Et homme au teint blême, le visage crispé, les sourcils broussailleux, la grosse moustache blanche couvrant, en désordre, presque toute la bouche, c'est le président du Conseil Georges Clemenceau, en ce début d'après-midi du lundi 11 novembre 1918.
Le chef du gouvernement est tassé au fond d'une voiture, à laquelle les gendarmes tentent d'ouvrir un passage, afin qu'elle puisse gagner le Palais-Bourbon, malgré la foule innombrable rassemblée devant la Chambre des députés.
Clemenceau doit présenter officiellement le texte de l'armistice, signé en forêt de Compiègne, dans la clairière de Rethondes, et entrant en application, ce lundi, à 11 heures.
Un coup de canon, puis les sonneries des cloches de toutes les églises de Paris ont annoncé la capitulation allemande.
Le IIe Reich, proclamé par Bismarck, dans la galerie des Glaces, à Versailles, en janvier 1871, s'est incliné. L'heure de la revanche est venue : l'Alsace et la Lorraine, annexées par les Allemands dès 1870, font à nouveau partie de la mère patrie.
On a retiré le voile de crêpe noir qui recouvrait la statue de Strasbourg, place de la Concorde.
La foule a envahi les Champs-Élysées, les ponts, les places, les boulevards. Elle danse, elle chante, elle porte les soldats en triomphe.

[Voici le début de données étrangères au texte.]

PR #4458, opened 2021-07-07
CP-36097 REQ-403 ferry cluster pems

lippirk:
Xapi will generate a pem when it creates a cluster. This cert goes in the cluster database. New cluster hosts will get a copy of the cluster pem when they join (such that they can trust the cluster they are joining)

We also provide a mechanism such that we can introduce pems to an existing cluster. This may be necessary before enabling TLS verification

### DIFF
--- a/ocaml/gencert/selfcert.ml
+++ b/ocaml/gencert/selfcert.ml
@@ -18,6 +18,8 @@ open Rresult (* introduces >>= >>| and R *)
 
 module D = Debug.Make (struct let name = "gencert_selfcert" end)
 
+let ( let* ) = Result.bind
+
 (** initialize the random number generator at program startup when this
 module is loaded. *)
 let () = Mirage_crypto_rng_unix.initialize ()
@@ -81,7 +83,7 @@ let generate_private_key length =
   let stdout, _stderr = call_openssl args in
   stdout
 
-let selfsign issuer extensions key_length days certfile =
+let selfsign' issuer extensions key_length days =
   let rsa =
     try
       generate_private_key key_length
@@ -93,21 +95,25 @@ let selfsign issuer extensions key_length days certfile =
           x
     with e ->
       let msg =
-        Printf.sprintf "generating RSA key for %s failed: %s" certfile
-          (Printexc.to_string e)
+        Printf.sprintf "generating RSA key failed: %s" (Printexc.to_string e)
       in
       D.error "%s" msg ; failwith msg
   in
   let privkey = `RSA rsa in
   let pubkey = `RSA (Rsa.pub_of_priv rsa) in
   let req = X509.Signing_request.create issuer privkey in
-  sign days privkey pubkey issuer req extensions >>= fun cert ->
+  let* cert = sign days privkey pubkey issuer req extensions in
   let key_pem = X509.Private_key.encode_pem privkey in
   let cert_pem = X509.Certificate.encode_pem cert in
   let pkcs12 =
     String.concat "\n\n" [Cstruct.to_string key_pem; Cstruct.to_string cert_pem]
   in
-  write_certs certfile pkcs12 >>| fun () -> cert
+  Ok (cert, pkcs12)
+
+let selfsign issuer extensions key_length days certfile =
+  let* cert, pkcs12 = selfsign' issuer extensions key_length days in
+  let* () = write_certs certfile pkcs12 in
+  Ok cert
 
 let host ~name ~dns_names ~ips pemfile =
   let expire_days = 3650 in
@@ -131,3 +137,16 @@ let xapi_pool ~uuid pemfile =
   selfsign issuer extensions key_length expire_days pemfile
   >>| (fun _ -> ())
   |> R.failwith_error_msg
+
+let xapi_cluster ~cn =
+  (* in practical terms, never expire *)
+  let expire_days = 365 * 2000 in
+  let key_length = 2048 in
+  let issuer =
+    [X509.Distinguished_name.(Relative_distinguished_name.singleton (CN cn))]
+  in
+  let extensions = X509.Extension.empty in
+  let _, pkcs12 =
+    selfsign' issuer extensions key_length expire_days |> R.failwith_error_msg
+  in
+  pkcs12
--- a/ocaml/gencert/selfcert.ml
+++ b/ocaml/gencert/selfcert.ml
@@ -35,7 +35,7 @@ let write_certs path pkcs12 =
   in
   R.trap_exn f () |> R.error_exn_trap_to_msg
 
-let expire_in days =
+let expire_in_days days =
   let seconds = days * 24 * 60 * 60 in
   let start = Ptime_clock.now () in
   match Ptime.(add_span start @@ Span.of_int_s seconds) with
@@ -44,12 +44,14 @@ let expire_in days =
   | None ->
       R.error_msgf "can't represent %d as time span" days
 
+let expire_never () = (Ptime_clock.now (), Ptime.max)
+
 let sans dns_names ips =
   let sans = X509.General_name.(singleton DNS dns_names |> add IP ips) in
   X509.Extension.(singleton Subject_alt_name (false, sans))
 
-let sign days privkey pubkey issuer req extensions =
-  expire_in days >>= fun (valid_from, valid_until) ->
+let sign expiration privkey pubkey issuer req extensions =
+  let valid_from, valid_until = expiration in
   match (privkey, pubkey) with
   | `RSA priv, `RSA pub when Rsa.pub_of_priv priv = pub ->
       X509.Signing_request.sign ~valid_from ~valid_until ~extensions req privkey
@@ -83,7 +85,7 @@ let generate_private_key length =
   let stdout, _stderr = call_openssl args in
   stdout
 
-let selfsign' issuer extensions key_length days =
+let selfsign' issuer extensions key_length expire =
   let rsa =
     try
       generate_private_key key_length
@@ -102,7 +104,7 @@ let selfsign' issuer extensions key_length days =
   let privkey = `RSA rsa in
   let pubkey = `RSA (Rsa.pub_of_priv rsa) in
   let req = X509.Signing_request.create issuer privkey in
-  let* cert = sign days privkey pubkey issuer req extensions in
+  let* cert = sign expiration privkey pubkey issuer req extensions in
   let key_pem = X509.Private_key.encode_pem privkey in
   let cert_pem = X509.Certificate.encode_pem cert in
   let pkcs12 =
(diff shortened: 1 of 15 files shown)


ocaml/gencert/selfcert.ml
```diff
@@ -93,21 +95,25 @@ let selfsign issuer extensions key_length days certfile =
           x
     with e ->
       let msg =
-        Printf.sprintf "generating RSA key for %s failed: %s" certfile
-          (Printexc.to_string e)
+        Printf.sprintf "generating RSA key failed: %s" (Printexc.to_string e)
```
edwintorok, line 98: This will loose the original stacktrace.
I would suggest to add a `Backtrace.is_important e` prior to `let msg` to ensure that the stacktrace is saved and we see the full stacktrace in the logs, even if we change the error message here

ocaml/gencert/selfcert.ml
```diff
@@ -93,21 +95,25 @@ let selfsign issuer extensions key_length days certfile =
...
       in
       D.error "%s" msg ; failwith msg
```
edwintorok, line 100: This is a bit weird mix of result monad chaining, and exceptions.
*If* we wanted we could use the `Rresult` module, which has a `trap_exn` function that captures an exception together with its backtrace in the `Error` variant.
https://erratique.ch/software/rresult/doc/Rresult.R.html

ocaml/gencert/selfcert.ml
```diff
@@ -131,3 +137,16 @@ let xapi_pool ~uuid pemfile =
   selfsign issuer extensions key_length expire_days pemfile
   >>| (fun _ -> ())
   |> R.failwith_error_msg
+
+let xapi_cluster ~cn =
+  (* in practical terms, never expire *)
+  let expire_days = 365 * 2000 in
+  let key_length = 2048 in
```
edwintorok, line 144: Can we share these settings with the one used for xapi itself?

ocaml/xapi/message_forwarding.ml
```diff
@@ -1002,6 +1002,8 @@ functor
               debug "Pool.enable_tls_verification sleeping on fistpoint" ;
               Thread.delay 5.0
             done ;
+            Db.Cluster.get_all ~__context
+            |> List.iter (Xapi_cluster_helpers.Pem.maybe_write_new ~__context) ;
```
edwintorok, line 1006: Do we need to tell each one to write it? Or can we tell it to just the local clusterd, and let the local clusterd run distribute state across the cluster?

ocaml/gencert/selfcert.ml
psafont: We need to implement certificate rotation for the cluster to do that safely.

ocaml/gencert/selfcert.ml
```diff
@@ -131,3 +137,16 @@ let xapi_pool ~uuid pemfile =
   selfsign issuer extensions key_length expire_days pemfile
   >>| (fun _ -> ())
   |> R.failwith_error_msg
+
+let xapi_cluster ~cn =
+  (* in practical terms, never expire *)
+  let expire_days = 365 * 2000 in
```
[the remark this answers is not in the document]
psafont: Isn't that `Ptime.max`?

ocaml/gencert/selfcert.ml
```diff
@@ -42,12 +44,14 @@ let expire_in days =
...
 
+let expire_never () = (Ptime_clock.now (), Ptime.max)
+
 let sans dns_names ips =
   let sans = X509.General_name.(singleton DNS dns_names |> add IP ips) in
   X509.Extension.(singleton Subject_alt_name (false, sans))
 
-let sign days privkey pubkey issuer req extensions =
-  expire_in days >>= fun (valid_from, valid_until) ->
+let sign expire privkey pubkey issuer req extensions =
```
lindig, line 53: Hm. Days is a noun but expire is a verb. Should this not be `expiration`?

ocaml/gencert/selfcert.ml
lippirk: I switched to just using the result monad. I think it's easier to not use `trap_exn` because the debug library in xcp-idl expects `Backtrace.t` for logging, whereas `trap_exn` gives us `Printexn.raw_backtrace` (it's not clear to me that we can convert between the two)

ocaml/xapi/message_forwarding.ml
lippirk: The way it works is that xapi finds an enabled cluster host, gives it a pem blob, and it's that cluster host's job to tell the rest of the cluster hosts (with `distribute_state`). Later on xapi tells each cluster daemon to restart, and at that point they will be using the new pem.

If this distribute state call fails to update one of the cluster hosts, I am envisioning that an admin would (a) emergency disable verification on that host (b) fix the network problem (c) disable+(re)enable the cluster host

ocaml/gencert/selfcert.ml
```diff
@@ -102,51 +104,58 @@ let selfsign' issuer extensions key_length days =
...
+    let extensions = sans dns_names ips in
+    (* make sure name is part of alt_names because CN is deprecated and
+       that there are no duplicates *)
+    selfsign issuer extensions key_length expire pemfile
   in
-  let extensions = sans dns_names ips in
-  (* make sure name is part of alt_names because CN is deprecated and
-     that there are no duplicates *)
-  selfsign issuer extensions key_length expire_days pemfile
-  |> R.failwith_error_msg
```
psafont, line 122: Can the |> be changed back? It's getting unnecessary churn here.

ocaml/gencert/selfcert.ml
```diff
@@ -102,51 +104,58 @@ let selfsign' issuer extensions key_length days =
...
+  let res =
+    let* expire = expire_in 3650 in
+    let key_length = 2048 in
+    let issuer =
+      [
+        X509.Distinguished_name.(Relative_distinguished_name.singleton (CN uuid))
+      ]
+    in
+    let extensions = X509.Extension.empty in
+    let* _ = selfsign issuer extensions key_length expire pemfile in
```
psafont: Can the type it returns be defined instead of using a wildcard?

ocaml/gencert/selfcert.ml
```diff
@@ -82,25 +82,19 @@ let call_openssl args =
...
-          x
-    with e ->
-      let msg =
-        Printf.sprintf "generating RSA key failed: %s" (Printexc.to_string e)
-      in
-      D.error "%s" msg ; failwith msg
-  in
+  let* s = generate_private_key key_length in
+  let* pem = s |> Cstruct.of_string |> X509.Private_key.decode_pem in
+  let rsa = match pem with `RSA x -> x in
```
psafont, line 97: This results in a runtime exception if it's not an RSA private key, the opposite of what you're trying to do ;)

This is not relevant in the current version of mirage-crypto, but it becomes problematic as soon as we update: https://github.com/mirleft/ocaml-x509/blob/main/lib/private_key.ml#L14

lippirk: perhaps it is easier if I remove this commit

psafont: I think it's fine to get it all in the same function

lippirk: I don't quite follow how
```
  let* pem = s |> Cstruct.of_string |> X509.Private_key.decode_pem in
  let rsa = match pem with `RSA x -> x in
```
can give an exception ?

I think I will reword the error from `decode_pem` however

lippirk:
bb7dc24ae9 ensures that when we perform a certificate refresh, we will restart the cluster daemon if necessary

ocaml/gencert/selfcert.ml
psafont: The match can return an exception:
```
# let privkey = `ESDCE 1;;
val privkey : [> `ESDCE of int ] = `ESDCE 1

# let rsa = match privkey with `RSA x -> x;;
Line 1, characters 10-40:
Warning 8: this pattern-matching is not exhaustive.
Here is an example of a case that is not matched:
`ESDCE _
Exception: Match_failure ("//toplevel//", 1, 10).
```

lippirk: ah, for some reason I was not seeing this warning. maybe I have an old version of x509. I'll fix this

psafont: Yeah, this error cannot happening _yet_, but it may be emmited after upgrading to the next version of X509, which has many types of keys.

ocaml/xapi/cert_refresh.ml
```diff
@@ -56,6 +56,17 @@ let new_host_cert ~dbg ~path : X509.Certificate.t =
   let ips = [ip] in
   Gencertlib.Selfcert.host ~name ~dns_names ~ips path
 
+let restart_cluster_daemon ~__context =
```
psafont, line 59:
```suggestion
let maybe_restart_cluster_daemon ~__context =
```

psafont (approved):

psafont:
This needs a rebase

ocaml/gencert/selfcert.ml
```diff
@@ -74,60 +78,90 @@ let call_openssl args =
...
+      let stdout, _stderr = call_openssl args in
+      Ok stdout
     with e ->
-      let msg =
-        Printf.sprintf "generating RSA key for %s failed: %s" certfile
-          (Printexc.to_string e)
-      in
-      D.error "%s" msg ; failwith msg
+      let msg = "generating RSA key failed" in
+      D.error "selfcert.ml: %s" msg ;
```
lindig, line 91: You could use `__LOC__` or `__FUNCTION__`

ocaml/gencert/selfcert.ml
```diff
@@ -74,60 +78,90 @@ let call_openssl args =
...
+  let* () = write_certs certfile pkcs12 in
+  Ok cert
 
 let host ~name ~dns_names ~ips pemfile =
-  let expire_days = 3650 in
-  let key_length = 2048 in
-  let issuer =
-    [X509.Distinguished_name.(Relative_distinguished_name.singleton (CN name))]
+  let res =
+    let* expiration = expire_in 3650 in
```
lindig, line 126: Using `10 * 365` could make the intent more obvious; likewise a name like `lifetime_days`.

ocaml/gencert/selfcert.ml
```diff
@@ -74,60 +78,90 @@ let call_openssl args =
...
-  (* make sure name is part of alt_names because CN is deprecated and
-     that there are no duplicates *)
-  selfsign issuer extensions key_length expire_days pemfile
-  |> R.failwith_error_msg
+  R.failwith_error_msg res
 
 let xapi_pool ~uuid pemfile =
-  let expire_days = 3650 in
+  let res =
+    let* expiration = expire_in 3650 in
```
lindig, line 142: Same as above

lindig (approved):

ocaml/gencert/selfcert.ml
lippirk: I didn't know about `__FUNCTION__`, but unfortunately that is 4.12 :(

«Les soldats de tous pays embrassent toutes les femmes», écrit un adolescent dans son journal. On agite des drapeaux alliés. On scande «Vive Clemenceau». On s'agglutine, malgré les gendarmes, autour de la voiture du président du Conseil. On découvre Clemenceau, vieil homme, le visage fermé, qui répond aux acclamations, en levant d'un geste las ses mains gantées de gris.
On est fasciné par cet homme si vieux (77 ans !) qui paraît écrasé de fatigue.
C'était donc lui celui qu'on avait surnommé le Tigre, le Tombeur de ministères, qui s'était opposé à Gambetta, à Ferry, à Poincaré, qui avait déjà 73 ans en 1914 !
Son attitude imposait le respect, et l'on s'écartait de la voiture mais l'on continuait à l'acclamer.
C'était Clemenceau, le radical, le patriote, qui avait pris la défense de Dreyfus, qui avait impitoyablement brisé les grèves lorsqu'il était ministre de l'Intérieur, premier flic de France.
C'était le Père la Victoire !
Le 6 novembre, devant les députés, alors que la signature de l'armistice n'était plus qu'une question d'heures ou de quelques jours, il avait déclaré :
«Et maintenant il faut gagner la paix, c'est peut-être plus difficile que de gagner la guerre. Il faut que la France se ramasse sur elle-même, qu'elle soit disciplinée et forte.»